The Citizens Advice Bureau saw all this a mile off: they raised the issue of cost back in their January 2012 investigation (called Right First Time) into the accuracy (or otherwise) of ESA reports. The CAB observed then that: “In many cases, NHS doctors will charge an average of £30 (we have evidence of consultants charging £200 an hour) for medical evidence and few people on low incomes can afford to pay this much out of an income of £67.50 ESA (assessment phase rate) per week.” That was over 18 months ago. As the number of appeals skyrocketed, this problem could only grow.
And it’s grown into a right disaster. When the Bro Taf story broke, the disability campaigner Sue Marsh wrote about Mark Hoban’s attempts to shift responsibility for the ever-burgeoning appeal rate: as she said here, Hoban has implied that the high rate of ESA appeals is at least in part because people don’t have enough medical evidence:
“DWP ministers have blamed the staggering 43 per cent ESA (Employment and Support Allowance) appeal rate on claimants not requesting and submitting enough medical evidence. As Mark Hoban claimed, “What’s happening too often is people are suggesting to claimants ‘oh, just leave the medical evidence until the appeal’ – there’s a shared responsibility here.”
In theory, within the claim process, Atos is expected to request evidence from a claimant’s doctor when the claimant is likely to be placed in the Support Group. For the year up to October 2012, Atos only requested such evidence (as an ESA113 form) in 27.2 per cent of all ESA referrals; 23.8 per cent of these were not returned by GPs.” The DWP would have us believe that extra sourcing of information is a robust part of the WCA process: when we asked why it was trying to overturn the Upper Tribunal decision on mental health claimants, the department said: “Atos healthcare professionals will continue to seek further medical evidence in accordance with the Department’s guidelines.” Doesn’t sound like that’s going too well.
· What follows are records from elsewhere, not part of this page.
PR #67, opened 2026-04-13
fix: surface registry fetch failures instead of swallowing them (#50)

### LINKED ISSUE #50: Registry fetch failures are swallowed — user sees misleading 'not found in any source'
## Problem

When `fetchRemoteRegistry` fails to load a registry (non-OK HTTP, parse error, network failure), it silently returns `null` and moves on. The user-facing error then becomes:

```
❌ "grove" not found in any source. Try: arc search <keyword>
```

...which is misleading — the package *is* in the source, but arc couldn't read the source at all. The real failure (e.g. 401/404 from the Contents API) is never surfaced.

## Real-world impact

This bit us in `test-rig` CI: the `ECOSYSTEM_PAT` fine-grained token had clone access to `arc` but was missing repository access on `meta-factory`. The Contents API returned 404, `fetchRemoteRegistry` returned `null`, and the only signal was \`grove not found in any source\`. Debugging took a round-trip through local reproduction to figure out the token was the problem. The-metafactory/test-rig#(the recent e2e run) is the case study.

## Where

\`src/lib/remote-registry.ts\`, \`fetchRemoteRegistry\`:

- \`if (!response.ok) return null;\` — swallows HTTP errors with no hint of status code or URL
- \`catch {}\` block — swallows network errors, falls back to stale cache silently

## Proposed fix

When a fetch fails, log a warning to stderr with:
- source name
- URL attempted (rewritten, so the user sees the Contents API call)
- HTTP status + body snippet (for !ok) or error message (for network failures)
- hint that the token may lack repository access

Keep the \`return null\` behavior so commands still try other sources, but make the failure visible. Something like:

\`\`\`ts
if (!response.ok) {
  const body = await response.text().catch(() => "");
  console.warn(
    \`⚠  arc: failed to fetch source "\${source.name}" (\${response.status} \${response.statusText}): \${fetchUrl}\` +
    (body ? \`\\n   \${body.slice(0, 200)}\` : "") +
    (response.status === 401 || response.status === 404
      ? \`\\n   hint: check that GITHUB_TOKEN has 'Contents: Read' on the source repo\`
      : "")
  );
  return null;
}
\`\`\`

And similarly for the catch block.

## Follow-ups

- Consider an \`arc sources check\` command that explicitly probes each configured source and reports reachability + auth status. Would have turned this into a one-command diagnosis.

jcfischer:
## Summary
- Emit warnings to stderr when registry fetch fails (HTTP error, network failure, local file error)
- Include source name, URL, HTTP status, and response body snippet in warning
- Add auth hint for 401/404: "check that GITHUB_TOKEN has 'Contents: Read' on the source repo"
- Note stale cache fallback when network error + stale cache exists
- Keep `return null` behavior so commands still try remaining sources

## Before
```
❌ "grove" not found in any source. Try: arc search <keyword>
```

## After
```
Warning: failed to fetch source "metafactory-registry" (404 Not Found): https://api.github.com/repos/...
   {"message":"Not Found","documentation_url":"..."}
   hint: check that GITHUB_TOKEN has 'Contents: Read' on the source repo
❌ "grove" not found in any source. Try: arc search <keyword>
```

Sue Marsh tells us that Hoban needs to sort it out. “The ESA50 clearly suggests that a claimant sends in medical evidence from a consultant or GP that knows them best. If those medical professionals are now withholding that vital support and Mr Hoban insists that it is necessary for an accurate WCA decision, he MUST act immediately to make sure that medical professionals cannot refuse to provide this evidence and that they are not allowed to charge punitive fees for obtaining it.”